#ubuntu-de-l10n 2013-08-23
<k1l> UbuPhillup: ^ nach etwas quengeln ging es nun.
<k1l> UbuPhillup, rooligan  : denkt ihr noch dran die logging hinweise von https://wiki.ubuntu.com/IRC/Bots einzubauen?
<CarstenG> hi k1l
<CarstenG> Danke für die Info.
<CarstenG> Ich wollte gerade die Logging-Hinweise aktivieren.
<CarstenG> Jedoch sagt chanserv, dass ich das nicht darf.
<k1l> CarstenG: kk :)
<CarstenG> Wer darf das denn dann?
<rooligan> hä?
<rooligan> was für logginghinweise?... mm
<CarstenG> rooligan: siehe https://wiki.ubuntu.com/IRC/Bots
<rooligan> die logginghinweise kannst du einfach ins topic schreiben
<rooligan> das steht da ja auch
<rooligan> dafür braucht man keinen ChanServ
<k1l> rooligan: ubuntulog2 ist der logbot für irclogs.ubuntu.com. bei eintritt sollte nun auf das logging hingewiesen werden. deswegen hab ich dich angeschrieben
<rooligan> k1l: ja, das kann man ins topic schreiben
<rooligan> und CarstenG beschäftigt sich da ja mit, er kann das ja machen :)

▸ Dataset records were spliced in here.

PR #1710, opened 2026-08-06
feat(plugins): retain bundled MCP server config from Agent Plugins

naingthet:
Stacked on #1709. A package in the [Agent Plugins](https://agent-plugins.org/) format may ship an `mcp.json` at its root declaring the MCP servers it brings ([§7.2](https://agent-plugins.org/specification)). The importer dropped that file; it now validates it, retains a canonical copy in `plugins/<name>/`, and the loader reads it back so the catalog reflects what a plugin actually carries.

Nothing is connected or spawned here — runtime wiring is a later change. What lands is the validated, retained configuration and the badge derived from it.

## Validation

The three transports are a closed union selected by `type`:

- **stdio** — `command` is a single executable token: a bare program name the platform resolves, or a `./`-relative path inside the plugin. No placeholder is expanded in a command, so one appearing there would be launched literally and is refused instead. `cwd` must be `./`-relative or rooted at `${PLUGIN_ROOT}` / `${PLUGIN_DATA}`, and containment is checked on the path that remains after the placeholder — which is what expansion will produce. An `env` entry naming either reserved variable invalidates its server, since the client sets both last and the entry is describing an effect it cannot have.
- **streamable-http** and legacy **sse** — an absolute HTTP(S) URL with no userinfo and no fragment, HTTPS except for `localhost` and loopback literals. Headers are literal, never expanded, must be valid HTTP field names, and a case-insensitive duplicate invalidates the entry.

`env` values and header values are visible package data, not a secret mechanism — the spec is explicit about this. They are never copied into a reason string, an API response, or a log line.

The `${PLUGIN_ROOT}` / `${PLUGIN_DATA}` expansion rule (single non-recursive textual pass, only in `args`, `env` values, and `cwd`) matters when a server is launched, which is not this PR; it is documented on the types so the connect path inherits it.

## Failure grading

Per §7.2.2: an unreadable file, a `$schema` this client does not implement or whose version disagrees with the manifest's, or a top level that is not exactly `$schema` plus `mcpServers` disables MCP for that plugin alone. An unknown field, unknown `type`, or cross-variant field drops only the entry carrying it. Both go through the existing `skipped` disclosure (`mcp.json` for the whole file, `mcp.json#<server>` per entry), so an install response says what will not connect and why. `mcp/` and `mcp-servers/` — the Claude Code convention directories, not part of this standard — keep being reported as foreign members.

The retained file is regenerated from the entries that passed rather than copied through, and the loader re-parses it with the same parser, so a hand-edited copy cannot widen what a plugin claims.

## The badge

`PluginCapability::Mcp` finally has a deriving source: the loader counts the entries in the retained configuration into a host-derived `PluginPackage::mcp_servers`, and `derived_capabilities` reads that. Capabilities stay derived and unstatable by a manifest — `capabilities_derive_from_member_deps_and_never_from_the_manifest` is extended rather than replaced, and still asserts that a manifest declaring its own badges is rejected.

`url` is added to `openwave-code-execution` at the `=2.5.8` the workspace already resolves; hand-rolling URL parsing on a security boundary is not worth saving an edge in the lockfile. No version in `Cargo.lock` changes.

## Tests

Two end-to-end installs through the real route: one with a valid stdio entry, a valid streamable-http entry, and an entry with an unknown field (plugin installs, only the valid two are written back, `mcp` badge derived, bad entry reported skipped), and one whose `mcp.json` fails at the top level (plugin and its skills install, no configuration retained, no badge, disablement reported). One parser unit test covers per-entry rejection for each rule above, whole-file rejection, and the canonical round-trip. No tests were deleted.

`cargo fmt`, clippy `-D warnings` on both touched crates, `cargo test -p openwave-code-execution`, `cargo test -p openwave-server --lib tests::configuration`, and `cargo check --workspace --locked` pass locally.

### DIFF
--- a/Cargo.lock
+++ b/Cargo.lock
@@ -4262,6 +4262,7 @@ dependencies = [
  "tracing",
  "trash",
  "ts-rs",
+ "url",
  "uuid",
 ]
 
--- a/crates/openwave-code-execution/Cargo.toml
+++ b/crates/openwave-code-execution/Cargo.toml
@@ -28,6 +28,7 @@ thiserror = { workspace = true }
 tokio = { workspace = true, features = ["io-util", "net", "process", "rt", "sync", "time"] }
 tracing = "=0.1.44"
 trash = { workspace = true }
+url = "=2.5.8"
 uuid = { workspace = true }
 
 [target.'cfg(unix)'.dependencies]
--- a/crates/openwave-code-execution/src/agent_plugins.rs
+++ b/crates/openwave-code-execution/src/agent_plugins.rs
@@ -286,6 +286,562 @@ pub fn parse_agent_plugin_manifest(
     })
 }
 
+/// The bundled MCP server configuration file, at the package root.
+pub const AGENT_PLUGIN_MCP_FILE: &str = "mcp.json";
+
+/// The only `mcp.json` `$schema` identifier this client accepts. Both schemas
+/// share the specification version, and a file whose version disagrees with the
+/// manifest's disables MCP for that plugin alone.
+pub const AGENT_PLUGIN_MCP_SCHEMA_ID: &str =
+    "https://agent-plugins.org/schemas/1.0.0/mcp.schema.json";
+
+/// The absolute, resolved plugin root, provided to a launched server.
+pub const PLUGIN_ROOT_VARIABLE: &str = "PLUGIN_ROOT";
+/// The client-managed writable data directory, provided to a launched server.
+pub const PLUGIN_DATA_VARIABLE: &str = "PLUGIN_DATA";
+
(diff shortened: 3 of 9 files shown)


naingthet:
Review fix: a root `mcp.json` in a `PLUGIN.md` bundle or a bare skill package was retained in memory and then silently dropped — it never reached the standard-format path and the foreign-member list only names the `mcp/` and `mcp-servers/` directories. Both non-standard paths now report it through the ordinary skip disclosure with "bundled MCP configuration is only read from Agent Plugins packages", pushed ahead of the generic per-member reason so that is what a response shows. Asserted in the existing compatibility test.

<k1l> besser wäre es in die chanserv entry msg
<CarstenG> k1l: Genau das meine ich. ChanServ verweigert mir diese Eintragung
<CarstenG> ChanServ 20:06:50
<CarstenG> You are not authorized to execute this command.
<k1l> CarstenG: du bist auch nicht bei freenode eingeloggt (und ich weiß nicht welcher account dir ist und ob du auf der access liste stehst)
<CarstenG> Daher meinte ich, wer darf das?
<CarstenG> aso
<CarstenG> Dann muss ich das mal machen :-)
<k1l> jeder mit +s flag darf das machen (iirc) aber klärt das ruhig in eurem team. rooligan hat ja die entsprechenden rechte das hier zu setzen
<rooligan> ich mag keine chanserv entry msgs
<rooligan> finde ich nicht sinnvoll... warum wollt ihr das?
<k1l> rooligan: weil das die bedingung für den logbot ist :/
<rooligan> die topics sieht man ja auch beim joinen
<k1l> nicht jeder. und nicht jeder guckt ins topic
<rooligan> k1l: was für ein unsinn, einfach bürokratie
<rooligan> k1l: aber in die entrymsg oder was?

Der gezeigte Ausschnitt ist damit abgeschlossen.